# AQUARIOFILIA MARINHA > Peixes, Corais, Invertebrados e Algas >  Simbiose Palhaços Vs Sarcophyton

## Carlos Conde

Boas

Os meus palhaços , na falta da anemona ajeitaram-se no sarcophyton

----------


## Pedro Manuel Tavares

:Olá:  Carlos
 Eu tenho um palhaço que ja se ajeitou com uma eufilia divisa.

----------


## Cesar Pinto

os meus embirraram com as xenias :Icon Cry:   :Icon Cry:   :Icon Cry:  
e eu que queria tentar acabar com elas :Icon Cry:   :Icon Cry:

----------


## Pedro Marreneca

Ora cá estão eles:

----------


## Jose Neves

boas a mm aconteceu o contrario comprei uma anemona quadricolor no sabado mas os meus palhaços nem se chegam perto e continuam a preferir uma xenia castanha que la tenho, eles estao numa ponta do aqua e a anemona na outra, a alguma coisa que posso fazer para enverter a situaçao???

----------


## José Francisco Duarte

> boas a mm aconteceu o contrario comprei uma anemona quadricolor no sabado mas os meus palhaços nem se chegam perto e continuam a preferir uma xenia castanha que la tenho, eles estao numa ponta do aqua e a anemona na outra, a alguma coisa que posso fazer para enverter a situaçao???


Boas...

Há uma coisa que me parece lógica, mas é apenas um palpite  :yb665:  , retira a xénia e pode ser que eles ganhem interesse pela anémona...

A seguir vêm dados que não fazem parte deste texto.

Issue #495, opened 2019-09-05
Add openCL options for local-size and cmd_queue


sergisiso:
It should be possible to give a local-size parameter and a command_queue value to each openCL kernel.

Note that local-size should be consistent between the kernel code and the kernel calling statement.

Issue #494, opened 2019-09-05
C/OpenCL backend type casting operation is wrong 


sergisiso:
It should be `(type) variable` instead of `type(variable)`

hiker:
Afaik they are both valid C and C++
...
ah yes:
https://stackoverflow.com/questions/1652396/what-is-the-difference-between-typevalue-and-typevalue

sergisiso:
I think in pure C and therefore in OpenCL only the former is valid (at least Xilinx OpenCL compiler was failing with the second one). In C++ you can use either. So is better to always use `(type) variable` to avoid incompatibilities.

The change is quite simple, it is already implemented in the `c.py` backend on #496

PR #496, opened 2019-09-05
Fixes for nemoLite2d OpenCL generation (for #495, #494, ...)

sergisiso:
A few small fixes we need to have nemoLite2d working with the OpenCL back-end:
- [x] Fix C type casting operation #494 
- [x] ~~Kernel renaming with kernel name #499~~ (temporal Quickfix for OpenCL kernels)
- [x] Add local-size and command-queue parameters in each kernel #495
- [x] Remove duplication of width parameter and global_work_size()


sergisiso:
@arporter @rupertford This is ready for its first review. It contains the necessary changes to make the OpenCL generation work automatically (with some caveats which are marked with TODOs) for the nemolite2d application (it has been tested with the PSycloneBench opencl_psykal branch and it produces the same results than the CPU serial version). It also provides a set of options to start exploring OpenCL optimizations.

src/psyclone/psyGen.py
```diff
@@ -1768,15 +1800,21 @@ def gen_code(self, parent):
...
+        if self.opencl and self._opencl_options['end_barrier']:
+
             parent.add(CommentGen(parent,
                                   " Block until all kernels have finished"))
-            parent.add(AssignGen(parent, lhs=flag,
-                                 rhs="clFinish(" + qlist + "(1))"))
+
+            # We need a clFinish for all the queues in the implementation
+            opencl_num_queues = 1
+            for kern in self.coded_kernels():
```
arporter: This bit of code working out the number of queues is replicated from earlier. Could it be a method (or have the result stored somewhere)?

src/psyclone/psyGen.py
```diff
@@ -1768,15 +1800,21 @@ def gen_code(self, parent):
...
+                opencl_num_queues = max(
+                    opencl_num_queues,
+                    kern._opencl_options['queue_number'])
+            for i in range(1, opencl_num_queues + 1):
```
arporter: I suspect pylint/pep8 won't like `i`.

src/psyclone/psyGen.py
```diff
@@ -3773,6 +3812,38 @@ def get_kernel_schedule(self):
             self._kern_schedule = astp.generate_schedule(self.name, self.ast)
         return self._kern_schedule
 
+    def set_opencl_options(self, options):
+        '''
+        Validate and store a set of options associated to the Kernel to
```
arporter: s/associated to/associated with/

src/psyclone/psyGen.py
```diff
@@ -3773,6 +3812,38 @@ def get_kernel_schedule(self):
...
+        tune the OpenCL code generation.
+
+        :param options: a set of options to tune the OpenCL code.
+        :type options: map of <string>:<value>
```
arporter: s/map/dict/

src/psyclone/psyGen.py
```diff
@@ -3773,6 +3812,38 @@ def get_kernel_schedule(self):
...
+                        "integer.")
+            elif key == "queue_number":
+                if not isinstance(value, int):
+                    raise TypeError(
+                        "CodedKern opencl_option 'queue_number' should be an "
+                        "integer.")
+            else:
+                raise AttributeError(
+                    "CodedKern does not support the opencl_option '{0}'."
+                    "".format(key))
```
arporter: Please include the valid options in this error message.

src/psyclone/psyGen.py
```diff
@@ -3773,6 +3812,38 @@ def get_kernel_schedule(self):
...
+
+            self._opencl_options[key] = value
+
+        # If options are valid copy them in the associated KernelSchedule
```
arporter: Picky but s/in the/into the/
Also, why do we need a copy of these properties in the KernelSchedule? Is it possible to just have one single place to keep them?

src/psyclone/psyGen.py
```diff
@@ -3977,7 +4048,23 @@ def rename_and_write(self):
         fdesc = None
         while not fdesc:
             name_idx += 1
-            new_suffix = "_{0}".format(name_idx)
+            new_suffix = ""
+
+            # On the GOcean OpenCL work we need to differentiate between the
```
arporter: "...between kernels generated from the same module file..."

src/psyclone/psyGen.py
```diff
@@ -5963,6 +6052,17 @@ def symbol_table(self):
         '''
         return self._symbol_table
 
+    def set_opencl_options(self, options):
+        '''
+        Set the opencl_options map. Note that KernelSchedule expects to
+        receive options which are already vaildated by the caller.
```
arporter: I can see where you're coming from but I think it's better to be defensive and do the checks here too. Having said that, it would be even better if we only kept these properties in one place.

src/psyclone/psyir/backend/opencl.py
```diff
@@ -162,9 +162,18 @@ def kernelschedule_node(self, node):
         data_args = symtab.data_arguments
 
         # Start OpenCL kernel definition
-        code = self._nindent + "__kernel void " + node.name + "(\n"
+        code = self._nindent
+        if node._opencl_options['local_size'] != 1:
+            loc_size_value = node._opencl_options['local_size']
+            code += "__attribute__((vec_type_hint(double)))\n" \
+                    "".format(loc_size_value)
```
arporter: You're using `.format()` here but there's no e.g. `{}` or `{0}` in the string itself.

src/psyclone/tests/gocean1p0_opencl_test.py
```diff
@@ -327,6 +461,7 @@ def test_symtab_implementation_for_opencl():
         in str(err)
 
 
+@pytest.mark.xfail(reason="Use statment check is bypassed to make OpenCL work")
```
arporter: Please label this with an Issue number.

src/psyclone/transformations.py
```diff
@@ -2285,46 +2285,57 @@ def apply(self, sched, opencl=True):
         # All we have to do here is set the flag in the Schedule. When this
         # flag is True PSyclone produces OpenCL at code-generation time.
         sched.opencl = opencl
+
+        # This transformation stores some options into the InvokeSchedule
+        sched.set_opencl_options(options)
```
arporter: Since this call can raise Exceptions I think we should catch them here and re-raise them as a `TransformationError` for consistency with other transformations.

doc/user_guide/transformations.rst
```diff
@@ -528,15 +528,76 @@ of the FortCL library (https://github.com/stfc/FortCL) to access
...
+.. note:: The generated OpenCL files follow the `--kernel-renaming` argument
+    conventions, but in addition to the modulename they also include the
+    kernelname as part of the filename in the format:
+    `modulename_kernelname_index.cl`
+
+
+
+The ``OCLTrans`` transformation accepts an `options` argument with a
+map of optional parameters to tune the OpenCL host code in the PSy layer.
+This options will be attached to the transformed InvokeSchedule.
```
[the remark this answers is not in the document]
sergisiso: Fixed

doc/user_guide/transformations.rst
```diff
@@ -528,15 +528,76 @@ of the FortCL library (https://github.com/stfc/FortCL) to access
...
+
++--------------+----------------------------------------------+---------+
+| Option       |  Description                                 | Default |
++==============+==============================================+=========+
+| end_barrier  | Whether a synchronization                    | True    |
+|              | barrier should be placed at the end of the   |         |
+|              | Invoke.                                      |         |
++--------------+----------------------------------------------+---------+
+
+Additionally, each individual kernel inside the Invoke that is going
```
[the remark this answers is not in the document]
sergisiso: You meant delete the part inside the parenthesis right? In this case Done.

doc/user_guide/transformations.rst
```diff
@@ -528,15 +528,76 @@ of the FortCL library (https://github.com/stfc/FortCL) to access
...
+to be transformed, also accepts a map of options which are provided by
+the `set_opencl_options()` method of the `Kern` object.
+This can affect both, the driver layer or the OpenCL kernels.
```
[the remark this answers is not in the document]
sergisiso: Fixed

doc/user_guide/transformations.rst
```diff
@@ -528,15 +528,76 @@ of the FortCL library (https://github.com/stfc/FortCL) to access
...
+The current available options are:
+
++--------------+---------------------------------------------+---------+
+| Option       |  Description                                | Default |
++==============+=============================================+=========+
+| local_size   | Number of work-items to compute             | 1       |
+|              | in a single kernel.                         |         |
++--------------+---------------------------------------------+---------+
+| queue_number | Queue identifier number where               | 1       |
```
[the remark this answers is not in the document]
sergisiso: Replaced text

doc/user_guide/transformations.rst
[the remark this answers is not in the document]
arporter: No, sorry, that's not what I meant. I meant put the text "inside the Invoke that is going to be transformed" inside parentheses :-)

doc/user_guide/transformations.rst
```diff
@@ -528,15 +528,76 @@ of the FortCL library (https://github.com/stfc/FortCL) to access
...
++==============+=============================================+=========+
+| local_size   | Number of work-items to compute             | 1       |
+|              | in a single kernel.                         |         |
++--------------+---------------------------------------------+---------+
+| queue_number | Queue identifier number where               | 1       | 
+|              | to enqueue the associated kernel.           |         |
++--------------+---------------------------------------------+---------+
+
+
+See below an example of an PSyclone script that uses an ``OCLTans`` with
```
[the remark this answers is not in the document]
sergisiso: Done

doc/user_guide/transformations.rst
```diff
@@ -528,15 +528,76 @@ of the FortCL library (https://github.com/stfc/FortCL) to access
...
+multiple InvokeSchedule and kernel-specific transformations.
+
+
+.. code-block:: python
```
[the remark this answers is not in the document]
sergisiso: Yes, the `.. literalinclude:: ../../examples/gocean/eg3/ocl_trans.py` command did the trick

src/psyclone/psyGen.py
```diff
@@ -429,23 +429,28 @@ def gen_code(self, parent):
...
             invoke.gen_code(parent)
             # If we are generating OpenCL for an Invoke then we need to
             # create routine(s) to set the arguments of the Kernel(s) it
             # calls. We do it here as this enables us to prevent
             # duplication.
             if invoke.schedule.opencl:
+                generate_ocl_init = True
                 for kern in invoke.schedule.coded_kernels():
                     if kern.name not in opencl_kernels:
+                        opencl_num_queues = max(
```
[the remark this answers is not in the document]

src/psyclone/psyGen.py
```diff
@@ -1661,8 +1668,33 @@ def __init__(self, KernFactory, BuiltInFactory, alg_calls=None):
         Schedule.__init__(self, sequence=sequence, parent=None)
         self._invoke = None
         self._opencl = False  # Whether or not to generate OpenCL
+        # InvokeSchedule opencl_options default values
+        self._opencl_options = {"end_barrier": True}
         self._name_space_manager = NameSpaceFactory().create()
 
+    def set_opencl_options(self, options):
+        '''
+        Validate and store a set of options associated to the InvokeSchedule to
```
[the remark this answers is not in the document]

src/psyclone/psyGen.py
```diff
@@ -1661,8 +1668,33 @@ def __init__(self, KernFactory, BuiltInFactory, alg_calls=None):
...
+        tune the OpenCL code generation.
+
+        :param options: a set of options to tune the OpenCL code.
+        :type options: map of <string>:<value>
```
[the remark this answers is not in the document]
sergisiso: updated docstring

src/psyclone/psyGen.py
sergisiso: They are not exactly the same as the one for the opencl_init gets the maximum of all Invokes to allocate the resources, while this one is the maximum for the specific Invoke because it just needs barriers for the queues it uses.

Is it true that the former could include a call to the latter, but it will still be two max() operations very similar to the current implementations, so I think it's better to keep it this way for now.

I also prefer not to have this value stored as even if it is not implemented yet I like the idea of some 'smart' scheduling transformation that changes the queues of each kernel at its convenience and it is only when we call `gen_code` that this has to be fully determined.

src/psyclone/psyGen.py
```diff
@@ -1661,8 +1668,33 @@ def __init__(self, KernFactory, BuiltInFactory, alg_calls=None):
...
+        # Validate that the options given are supported and store them
+        for key, value in options.items():
+            if key == "end_barrier":
+                if not isinstance(value, bool):
+                    raise TypeError(
+                        "InvokeSchedule opencl_option 'end_barrier' "
+                        "should be a boolean.")
+            else:
+                raise AttributeError(
+                    "InvokeSchedule does not support the opencl_option '{0}'."
```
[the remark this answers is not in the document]
sergisiso: Done. I used the plural tense "Accepted options are: 'end_barrier'." as this may accept more options if the future. Is this right? or should I use the singular form for now?

src/psyclone/psyGen.py
sergisiso: Of course, updated to `queue_number` :)

src/psyclone/psyGen.py
sergisiso: Fixed

src/psyclone/psyGen.py
sergisiso: Fixed

doc/user_guide/transformations.rst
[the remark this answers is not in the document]
sergisiso: I got you

src/psyclone/psyGen.py

src/psyclone/psyGen.py

src/psyclone/psyir/backend/opencl.py
sergisiso: Ups, fixed.

src/psyclone/tests/gocean1p0_opencl_test.py
sergisiso: Done

sergisiso:
@arporter I do agree that the replicated Kern/KernelSchedule opencl_options is not a good design. Looking into it I think they should be in Kern call as not all options are needed in the KSchedule (e.g. num_queue). And in the future we may have multiple calls referencing the same kernel and with distinct opencl_options.

The problem is KernelSchedule does not have a reference to its callee to query the information. In reality we just need to have the 'local_size' (blocking parameter) and there is a few solutions for this: 

1. Add a reference from KernelSchedule to its callee. This is possible because right now each call parses its own instance of the kernel so there is a 1-to-1 match. But I don't like this option as I think each KernelSchedule should be independent of Kern and have the possibility to reuse them.
2.  Add just 'opencl_local_size' as an annotation to KernelSchedule. We would reuse the annotations infrastructure and it fits well with the end result we want which is an '__attribute_(...)' which is kind of a C annotation.
3. When we call the OpenCL visitor from Kern, we can specify an argument `ocl_writer = OpenCLWriter(kernels_local_size=4); ocl_writer(self.get_kernel_schedule())`. This works because we instantiate an OpenCLWriter for each kernel we call.

I am inclined to option 2, but I would like to know your opinion before implementing it.

rupertford:
Would it make sense for a KernelSchedule to have a reference to 1 or more callees i.e. implement option 1 but with a 1..n relationship?

arporter:
I think I'm a bit confused about the relationship between a `Kern` and a `KernelSchedule`. A given `Kern` must have only one `KernelSchedule` but multiple `Kern`s could all refer to the same `KernelSchedule`. However, in the latter case, we could conceivably want different local sizes for different kernel calls? Since that has to be hard-coded at compile time we would then need to generate different versions of the same kernel. That then feels like the kernels are in fact different and this should be reflected by having different `Kern` objects in the Schedule. Is that correct?

rupertford:
I think the idea of multiple Kerns referencing the same KernelSchedule would be a new concept in PSyclone. I think that at the moment we assume a 1-1 relationship internally (but we do something when writing them out to file with the 'single' etc options).

If we were to go down this route then all changes to KernelSchedule would be "seen" by all Kerns that reference it and if we wanted different things to happen in different contexts we would have to have a transformation to split/replicate the KernelSchedule (giving it a different name/instance id).

sergisiso:
That's right, at the moment each Kern generate/parses its associated KernelSchedule and maintains a reference Kern->KernelSchedule, so Kerns pointing to the same PSyKAl kernels will have individual KernelSchedules.

I am not proposing changing this implementation but I want to avoid making a Kern<-KernelSchedule reference as I think it does not fit conceptually even if the implementation would work.

This is why I think options 2 and 3 are better (although they have their own problems).

arporter:
Thanks for clarifying. I'm not keen on option 2 as it feels like a re-purposing of `annotations`: currently we only use them to store information on where Nodes in the AST came from whereas with this change they would affect the generated code. I quite like option 3 - what are the drawbacks you see with that approach?

sergisiso:
After thinking again about this I now also prefer option 3, so it is the one that I will implement.

The good things about 3 is that it is specific of the OpenCL backend, so the data is just where it is needed and as currently implemented the Writer instacnce is short-lived (just created for generating 1 kernel and then destroyed, so the duplication of the opencl options are not permanent).

At first I though it was odd to give a parameter that just the kernel node cares about to the general back-end. But now I think this is because openCL conveniently has the special purpose attribute but if not it could affect multiple nodes.

src/psyclone/transformations.py

src/psyclone/psyGen.py
sergisiso: Removed this method as agreed in the conversation below.

src/psyclone/psyGen.py
sergisiso: Removed these 3 lines to avoid duplicating the Kernel options.

sergisiso:
@arporter This is ready for the next review.

The main change is the removal of the KernelSchedule opencl_options duplication and I added instead a OpenCLWriter argument to provide the 'local_size'. I addressed all other inline comments but the one requesting a method to compute the maximum number of queues, see justification in-line.

src/psyclone/psyGen.py
```diff
@@ -1768,15 +1803,22 @@ def gen_code(self, parent):
...
                                   " Block until all kernels have finished"))
-            parent.add(AssignGen(parent, lhs=flag,
-                                 rhs="clFinish(" + qlist + "(1))"))
+
+            # We need a clFinish for all the queues in the implementation
+            opencl_num_queues = 1
+            for kern in self.coded_kernels():
+                opencl_num_queues = max(
+                    opencl_num_queues,
+                    kern._opencl_options['queue_number'])
```
arporter: pylint complains about this reference to `_opencl_options` - I guess we need a getter.

src/psyclone/tests/gocean1p0_opencl_test.py
```diff
@@ -254,13 +359,43 @@ def test_opencl_kernel_code_generation():
...
+def test_opencl_kernel_output_file(kernel_outputdir):
+    '''Check that an OpenCL file named modulename_kernelname_0 is generated.
+    '''
+    import os
+    psy, _ = get_invoke("single_invoke.f90", API, idx=0)
+    sched = psy.invokes.invoke_list[0].schedule
+    otrans = OCLTrans()
+    otrans.apply(sched)
+    sched.kernels()[0].name = "name"
+    generated_code = str(psy.gen).lower()
```
arporter: pylint complains that `generated_code` is unused. We could just remove the assignment part of this statement altogether (as I think we've agreed/voted to not use `_` in tests unless absolutely necessary).

src/psyclone/tests/gocean1p0_opencl_test.py
```diff
@@ -254,13 +359,43 @@ def test_opencl_kernel_code_generation():
...
+def test_opencl_kernel_output_file_with_suffix(kernel_outputdir):
+    '''Check that an OpenCL file named modulename_kernelname_0 is
+    generated without the _code suffix in the kernelname
+    '''
+    import os
+    psy, _ = get_invoke("single_invoke.f90", API, idx=0)
+    sched = psy.invokes.invoke_list[0].schedule
+    otrans = OCLTrans()
+    otrans.apply(sched)
+    generated_code = str(psy.gen).lower()
```
arporter: Again, `generated_code` is unused.

src/psyclone/tests/gocean1p0_transformations_test.py
```diff
@@ -1475,7 +1475,8 @@ def test_ocl_apply(kernel_outputdir):
     # transformation to something that is not an InvokeSchedule
     with pytest.raises(TransformationError) as err:
         _, _ = ocl.apply(schedule.children[0])
-    assert "the supplied node must be a (sub-class of) Schedule " in str(err)
+    assert "the supplied node must be a (sub-class of) InvokeSchedule " \
+        "" in str(err)
```
arporter: I don't think you need the '""' on this line.

src/psyclone/transformations.py
```diff
@@ -2265,7 +2265,7 @@ def name(self):
         '''
         return "OCLTrans"
 
-    def apply(self, sched, opencl=True):
+    def apply(self, sched, opencl=True, options={}):
```
arporter: I should have picked this up first time around but pylint warns that `{}` is a dangerous default value. Please use None instead and change the method body appropriately.

doc/user_guide/transformations.rst
```diff
@@ -561,33 +561,19 @@ The current available options are:
...
-| queue_number | Queue identifier number where               | 1       | 
-|              | to enqueue the associated kernel.           |         |
+| queue_number | The identifier of the OpenCL Command Queue  | 1       | 
+|              | to which the kernel should be submitted.    |         |
 +--------------+---------------------------------------------+---------+
 
 
-See below an example of an PSyclone script that uses an ``OCLTans`` with
-multiple InvokeSchedule and kernel-specific transformations.
+Below is an example of an PSyclone script that uses an ``OCLTans`` with
```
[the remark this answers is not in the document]
sergisiso: Fixed

src/psyclone/psyGen.py
```diff
@@ -1690,7 +1692,8 @@ def set_opencl_options(self, options):
                         "should be a boolean.")
             else:
                 raise AttributeError(
-                    "InvokeSchedule does not support the opencl_option '{0}'."
+                    "InvokeSchedule does not support the opencl_option '{0}'. "
+                    "The supported options are: 'end_barrier'."
```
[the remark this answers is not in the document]
sergisiso: Done for the 1696, but I am not sure if I should do it for 1688 as the error is specific to that key.

src/psyclone/psyGen.py
```diff
@@ -3835,15 +3839,12 @@ def set_opencl_options(self, options):
                         "integer.")
             else:
                 raise AttributeError(
-                    "CodedKern does not support the opencl_option '{0}'."
-                    "".format(key))
+                    "CodedKern does not support the opencl_option '{0}'. "
```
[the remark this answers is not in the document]

src/psyclone/psyir/backend/opencl.py
```diff
@@ -47,7 +47,38 @@ class OpenCLWriter(CWriter):
...
+        super(OpenCLWriter, self).__init__(
+            skip_nodes, indent_string, initial_indent_depth)
+
+        if not isinstance(kernels_local_size, int):
+            raise TypeError(
+                "kernel_local_size should be an integer but found "
+                "'{0}'.".format(type(kernels_local_size).__name__))
+
+        if kernels_local_size < 1:
+            raise TypeError(
```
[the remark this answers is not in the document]
sergisiso: Done

src/psyclone/psyir/backend/opencl.py
```diff
@@ -163,12 +194,10 @@ def kernelschedule_node(self, node):
 
         # Start OpenCL kernel definition
         code = self._nindent
-        if node._opencl_options['local_size'] != 1:
-            loc_size_value = node._opencl_options['local_size']
-            code += "__attribute__((vec_type_hint(double)))\n" \
-                    "".format(loc_size_value)
+        if self._kernels_local_size != 1:
+            code += "__attribute__((vec_type_hint(double)))\n"
```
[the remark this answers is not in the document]
sergisiso: I will delete this line for now, although recommended in the Xilinx User Guide I didn't observe any performance difference.

I explore this further and re-introduce it in the future if necessary.

src/psyclone/tests/gocean1p0_opencl_test.py
sergisiso: This is needed because it generates the OpenCL kernel as side-effect. I removed the `str().lower()`, used `_` and added a comment mentioning the side-effect.

src/psyclone/tests/gocean1p0_opencl_test.py
sergisiso: Same as above

src/psyclone/tests/gocean1p0_transformations_test.py
sergisiso: Ups, deleted.

src/psyclone/transformations.py
sergisiso: Fixed

src/psyclone/psyGen.py
sergisiso: Added a property to access opencl_options

sergisiso:
@arporter If the unit-test passes, this is ready for next review. I also check again that the OpenCL still produces exact same results as the serial version for NemoLite2D after the changes.

src/psyclone/tests/gocean1p0_opencl_test.py
arporter: Great, thanks.

arporter:
All requested changes have been made. All tests still pass/xfail, including with compilation.

arporter:
Once #511 is merged, this is ready to go (needs changelog and UG update).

Seja como for, poderão demorar algum tempo a fazerem a simbiose... 

Um abraço!

----------


## Vasco Lobao

Boas  :Coradoeolhos:  

Os meus viraram-se mais para o Lobophyton  :HaEbouriffe:  ... ja tive uma "Magnifica" que durou um anito +-, depois como era de esperar, num nano de iniciante morreu  :yb665: , enfim, com os nossos erros aprendemos  :JmdALEnvers:  ... á falta de melhor... "Olha aqui um Lobophyton de 3 assoalhadas á maneira" :SbOk5:  

Cá ficam eles :

Um abraço

----------


## Cesar Pinto

3ass. :yb624:   :yb624:   :yb624:   :yb624:  coitaditos 
entao os meus sao felizes pois teem um palacio de xenias
mas pelo menos os teus teem um jardim bem verde a porta.

----------


## Paulo Marinheiro

> Boas...
> 
> Há uma coisa que me parece lógica, mas é apenas um palpite  , retira a xénia e pode ser que eles ganhem interesse pela anémona...
> 
> Seja como for, poderão demorar algum tempo a fazerem a simbiose... 
> 
> Um abraço!



Cada espécie de palhaço tem a sua anémona hospedeira!! Há no entanto vários que aceitam mais do que uma. De certeza que os palhaços que o José tem não fazem simbiose com a _entacmaea quadricolor_  :yb668:  .


   Cumprimentos,

  Paulo Marinheiro

----------


## Pedro Marreneca

Para tirar dúvidas cá está a tabela de compatibilidades:

----------


## José Passos Campainha

Boas.

Os meus dois _Amphiprion Ocellaris_ fizeram simbiose com uma _Goniopora Stokesi_ (verde). Inicialmente, o coral retraia-se ao contacto dos peixes, mas agora parece não se importar. Digo simbiose porque parece tratar-se, realmente, disso, pois tenho observado os peixes a nadarem, com golpes vigorosos da barbatana caudal, junto ao substrato para levantar sedimentos e vejo os pólipos da _Goniopora_ retrairem-se a abrirem a pequena boca, presumo que a alimentar-se.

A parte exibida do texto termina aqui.